In the listing below, which lines contain the string "goth"? Copy them all.

_SUPPLIED MATERIAL_
....

PR #26, opened 2015-02-10
Linkedin provider

nullboundary:
Hi just finished implementing a Linkedin provider. It passes all the tests and I tried it on my own site and it seems to be working. 

Linkedin creates a strange request url filter for fetching user info where you can select very particular fields. I just set it to fetch the fields that will match the goth.User struct. 

Please review the provider and let me know if you have any issues. Thanks!

### DIFF
--- a/README.md
+++ b/README.md
@@ -25,6 +25,7 @@ $ go get github.com/markbates/goth
 * Facebook
 * Google+
 * Spotify
+* Linkedin
 
 ## Examples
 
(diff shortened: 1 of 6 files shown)


markbates:
This looks great. Can you just add it to the list of supported providers in the README as well as the example app. Then I'll merge it in. Thanks.

nullboundary:
Ok that should do it. Added Linkedin to both the example and the Readme.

....

_THE COMPLETED TASK_
Linkedin creates a strange request url filter for fetching user info where you can select very particular fields. I just set it to fetch the fields that will match the goth.User struct. 
@@ -25,6 +25,7 @@ $ go get github.com/markbates/goth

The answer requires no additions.